PR #17936, opened 2026-04-17
Clarify that PaddleOCR-VL manual-install docs describe the verified Python range

### LINKED ISSUE #17935: Clarify whether the PaddleOCR-VL manual-install Python range is a verified range or a hard requirement
## Summary

Several PaddleOCR-VL manual-install docs currently state that Python 3.8–3.13 is a hard requirement.

From a reader's perspective, that wording reads as “newer Python versions will not work”. In practice, that is stricter than what the docs seem to intend.

## Why this is confusing

The same docs are describing a **documented manual-install path**, not a strict runtime gate enforced by PaddleOCR-VL itself.

I locally validated the following before opening this issue:

- editable install of current `paddleocr` on Python 3.13: success
- editable install of current `paddleocr` on Python 3.14: success
- editable install of current `langchain-paddleocr` on Python 3.14: success
- install/import of released `paddleocr==3.4.1` on Python 3.14: success
- `paddleocr --help` on Python 3.14: success

That does **not** prove full official 3.14 support across all environments, but it does suggest the current wording is better framed as a **verified/documented range** rather than a hard prohibition.

## Suggested direction

Would you be open to changing the repeated wording in the PaddleOCR-VL docs from a hard requirement to something like:

> This guide officially covers Python 3.8–3.13; newer versions may still work when compatible PaddlePaddle wheels are available, but they are outside the documented verification scope here.

I can send a small docs-only PR if this direction makes sense.

shaun0927:
## Summary

Clarify the repeated PaddleOCR-VL manual-install wording so it describes the **documented verification range** instead of reading like a hard runtime prohibition.

## Why

The current sentence says Python 3.8–3.13 is required. That is easy to read as “newer Python versions will not work”, while the more conservative and accurate meaning appears to be that 3.8–3.13 is the range covered by the current docs/tests for these guides.

This PR keeps the docs conservative without expanding the official support promise.

## Changes

- update the repeated manual-install sentence in the PaddleOCR-VL main guide
- apply the same clarification to the hardware-specific PaddleOCR-VL guides
- keep scope docs-only

## Validation

- verified all repeated PaddleOCR-VL manual-install statements were updated consistently
- local package validation used for wording justification:
  - editable install/import of current `paddleocr` on Python 3.13 and 3.14 succeeded
  - editable install/import of current `langchain-paddleocr` on Python 3.14 succeeded
  - install/import of released `paddleocr==3.4.1` on Python 3.14 succeeded

Fixes #17935

### DIFF
--- a/docs/version3.x/pipeline_usage/PaddleOCR-VL-AMD-GPU.en.md
+++ b/docs/version3.x/pipeline_usage/PaddleOCR-VL-AMD-GPU.en.md
@@ -48,7 +48,7 @@ If you wish to start the service in an environment without internet access, repl
 
 ### 1.2 Method 2: Manually Install PaddlePaddle and PaddleOCR
 
-If you cannot use Docker, you can also manually install PaddlePaddle and PaddleOCR. Python version 3.9–3.13 is required.
+If you cannot use Docker, you can also manually install PaddlePaddle and PaddleOCR. This guide documents Python 3.9–3.13 as the verified range.
 
 **We strongly recommend installing PaddleOCR-VL in a virtual environment to avoid dependency conflicts.** For example, use the Python venv standard library to create a virtual environment:
 
--- a/docs/version3.x/pipeline_usage/PaddleOCR-VL-AMD-GPU.md
+++ b/docs/version3.x/pipeline_usage/PaddleOCR-VL-AMD-GPU.md
@@ -48,7 +48,7 @@ docker run -it \
 
 ### 1.2 方法二：手动安装 PaddlePaddle 和 PaddleOCR
 
-如果您无法使用 Docker，也可以手动安装 PaddlePaddle 和 PaddleOCR。要求 Python 版本为 3.9–3.13。
+如果您无法使用 Docker，也可以手动安装 PaddlePaddle 和 PaddleOCR。本文档验证过的 Python 版本范围为 3.9–3.13。
 
 **我们强烈推荐您在虚拟环境中安装 PaddleOCR-VL，以避免发生依赖冲突。** 例如，使用 Python venv 标准库创建虚拟环境：
 
--- a/docs/version3.x/pipeline_usage/PaddleOCR-VL-Huawei-Ascend-NPU.en.md
+++ b/docs/version3.x/pipeline_usage/PaddleOCR-VL-Huawei-Ascend-NPU.en.md
@@ -51,7 +51,7 @@ If you wish to start the service in an environment without internet access, repl
 
 ### 1.2 Method 2: Manually Install PaddlePaddle and PaddleOCR
 
-If you cannot use Docker, you can also manually install PaddlePaddle and PaddleOCR. Python version 3.9–3.13 is required.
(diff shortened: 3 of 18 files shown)


Bobholamovic:
Thanks for the contribution! The intent behind this PR — softening the wording from a hard requirement to a documented verification range — is a reasonable direction, and helps align reader expectations with what the docs actually guarantee.

That said, I'd like to raise a concern about this part of the new wording:

> "newer versions may still work when compatible PaddlePaddle wheels are available"

This phrasing ties whether PaddleOCR works on a newer Python version to the availability of a compatible PaddlePaddle wheel, and I think this is problematic for two reasons:

1. **PaddleOCR's supported Python versions are not strictly coupled with those of the PaddlePaddle framework.** PaddleOCR has many dependencies beyond PaddlePaddle itself (numpy, opencv, scipy, etc.), each with its own Python version support range. In addition, the upcoming PaddleOCR 3.5.0 release will introduce support for switching inference backends, after which Paddle won't necessarily be the only backend in play.

2. **The phrasing implicitly makes an overly optimistic assumption** — that if the PaddlePaddle framework supports a given Python version, PaddleOCR will too. In practice, a compatible PaddlePaddle wheel is neither a sufficient nor a necessary condition for PaddleOCR to work on that Python version.

Additionally, the local validation in the PR description only covers successful `import`, which isn't really enough to support "newer versions may still work" — the PaddleOCR-VL pipeline has a long dependency chain, and a successful import doesn't imply the pipeline is fully functional.

I'd suggest removing or rewriting the "when compatible PaddlePaddle wheels are available" clause, and keeping only the message that 3.8–3.13 is the documented verification range — without implying anything about what happens outside that range. This would actually be more aligned with the "keep scope conservative, don't expand support claims" intent stated in your PR description. Thanks again for the contribution!

shaun0927:
Thanks for the thorough review, @Bobholamovic — both of your points make sense, especially the reminder that (a) PaddleOCR's Python support is not 1:1 with PaddlePaddle's (numpy/opencv/scipy, and the upcoming 3.5.0 backend switch), and (b) a successful `import` is not a functional signal for the pipeline.

I've dropped the "newer versions may still work when compatible PaddlePaddle wheels are available…" clause entirely and kept only the verified-range statement, with no implication about versions outside that range. Updated wording (applied consistently across all 16 EN + ZH guides):

- EN: `This guide documents Python 3.8–3.13 as the verified range.`
- ZH: `本文档验证过的 Python 版本范围为 3.8–3.13。`

Pushed as b781b27. Let me know if the new wording reads clearly for the docs' intent — happy to refine further.

Bobholamovic (dismissed):

Bobholamovic:
Please resolve the conflicts

shaun0927:
Rebased onto current main, bumped the numbers to 3.9–3.13 to follow #17954, and kept the verified-range wording you'd approved earlier. Also squashed the two earlier commits into one to keep the diff small. Let me know if anything else needs tweaking.

luotao1 (approved):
--- --- ---
▶ [Task directions]: Only the lines above from the line containing "-51,7 +51,7 @@" through the line containing "This phrasing ties" should be retyped, exactly and with both ends included.

▶ [Reply]:
@@ -51,7 +51,7 @@ If you wish to start the service in an environment without internet access, repl
 
 ### 1.2 Method 2: Manually Install PaddlePaddle and PaddleOCR
 
-If you cannot use Docker, you can also manually install PaddlePaddle and PaddleOCR. Python version 3.9–3.13 is required.
(diff shortened: 3 of 18 files shown)


Bobholamovic:
Thanks for the contribution! The intent behind this PR — softening the wording from a hard requirement to a documented verification range — is a reasonable direction, and helps align reader expectations with what the docs actually guarantee.

That said, I'd like to raise a concern about this part of the new wording:

> "newer versions may still work when compatible PaddlePaddle wheels are available"

This phrasing ties whether PaddleOCR works on a newer Python version to the availability of a compatible PaddlePaddle wheel, and I think this is problematic for two reasons:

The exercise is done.